In this embodiment as well, the hakama 2 has flat parts on only one side (Fig. 4 d), those with two flat parts on one side (Fig. 4 e), and those with multiple flat parts in a polygonal shape (Fig. 4 e). 4(f) and the like can be adopted, and the same effects as those of the above embodiment can be achieved.

[Effect of idea]

As described above, according to the present invention, the structure can be simplified and costs can be reduced, and there is no need for complicated fine-tuning, making maintenance and management easier and improving reliability. effective.

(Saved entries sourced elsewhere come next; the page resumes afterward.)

Issue #6258, opened 2019-07-24
Gran Turismo 5 [BCUS98114] crash on loading circuit after PR6213 0.0.6-8391 VK_ERROR_DEVICE_LOST with antialiasing on


Pontifice:
When loading a circuit 

It fails with error 

`·F 0:01:41.675731 {RSX [0x0a4efd0]} RSX: class std::runtime_error thrown: Assertion Failed! Vulkan API call failed with unrecoverable error: Device lost (Driver crashed with unspecified error or stopped responding and recovered) (VK_ERROR_DEVICE_LOST) (in file c:\projects\rpcs3\rpcs3\emu\rsx\vk\vkhelpers.h:1051)`

It doesn't matter if i choose SPU ⁪Block ⁪Size Safe or Mega, SPU Decorder LLVM or ASMJIT, or PPU Decoder LLVM or Interpreter (fast)

I had attached logs from previous version (8386-397e5dd1), this version (8391-ea2f4d57 #6213) and the last at the moment (8412-49aefc07)

[RPCS3-8386.log.gz](https://github.com/RPCS3/rpcs3/files/3427847/RPCS3-8386.log.gz)
[RPCS3-8391.log.gz](https://github.com/RPCS3/rpcs3/files/3427848/RPCS3-8391.log.gz)
[RPCS3-8412.log.gz](https://github.com/RPCS3/rpcs3/files/3427901/RPCS3-8412.log.gz)

RainbowCookie32:
Is it a specific circuit? I've been playing for a few days now without issues

Pontifice:
I know it works for some people, maybe it's related to non-tsx path (old cpu)

At least it fails loading tsukuba, high speed ring, monza ... 

If i did not load a circuit before and i try it on MASTER i could get to see the circuit menu, probably because some shaders were compiling and that delayed the failure

![image](https://user-images.githubusercontent.com/31481691/61813278-98244100-ae45-11e9-9759-11ef4c458702.png)

RainbowCookie32:
Can't reproduce here, R7 1700 and RX570 and it works just fine. Maybe someone else can

spyropt:
same problem llvm spu
[RPCS3.log.gz](https://github.com/RPCS3/rpcs3/files/3428296/RPCS3.log.gz)

asmjit spu
[RPCS3.log.gz](https://github.com/RPCS3/rpcs3/files/3428301/RPCS3.log.gz)

[...]

PR #8347, opened 2020-06-04
vk: Spec fixups

kd-11:
Address some spec violations that have crept in over time.
1. Fixes occlusion query reset when dynamic framebuffer scopes are active. It cannot be assumed to be safe to schedule a query reset which can only be done outside a renderpass. Resets are now done on-demand; when we run out of ready queries all the pending queries will be reset at once to avoid interrupting renderpass scopes.
2. Makes the depth<->RGBA conversion pass MSAA aware. This pass is one of the oldest and was not updated over time.

Fixes https://github.com/RPCS3/rpcs3/issues/6258


kd-11:
This PR is causing some crashing in another game, will address immediately.

kd-11:
Crash fixed.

[Brief explanation of the drawing]

Fig. 1 is a plan view schematically showing an embodiment of the present invention, Fig. 2 is a sectional view taken along the - line in Fig. 1, and Fig. 3 is a sectional view of the hakama along the - line in Fig. 2. Fourth
Figures a, b, c, d, e, and f are all equivalent to Figure 3 showing a modification of the hakama, Figure 5 is a diagram equivalent to Figure 1 showing another embodiment of the present invention, and Figure 6 is a diagram equivalent to Figure 1 showing another embodiment of the present invention. FIG. 5 is a cross-sectional view taken along line -, and FIG. 7 is a cross-sectional view taken along line - in FIG. 1... Conveyor, 2... Hakama (cylindrical conveyed object),
2b, 2c...concave groove, 2d, 2e...flat part,
3, 3a, 3b...Magnetic adsorbent, 5...Belt (endless band), 6, 6a...Magnetic material, 7a, 7b...
Guide bar (guiding means). In each figure, the same reference numerals indicate the same or equivalent parts.

Claims (1)

[Scope of utility model registration request] a conveyor that conveys a cylindrical conveyance object having a magnetic adsorbent adhered to a flat part within a groove formed on the circumferential surface;
An endless band provided on one side of the conveyor and capable of fitting into a groove of the cylindrical conveyed object driven at a speed different from the conveyance speed of the conveyor; a magnetic body that attracts the magnetic attracting body to regulate the direction of the cylindrical conveyed object, and a guide that guides the cylindrical conveyed object into a region where the magnetic force of the magnetic body acts on the magnetic attracting body. 1. A direction regulating device for a cylindrical conveyed object, comprising: means.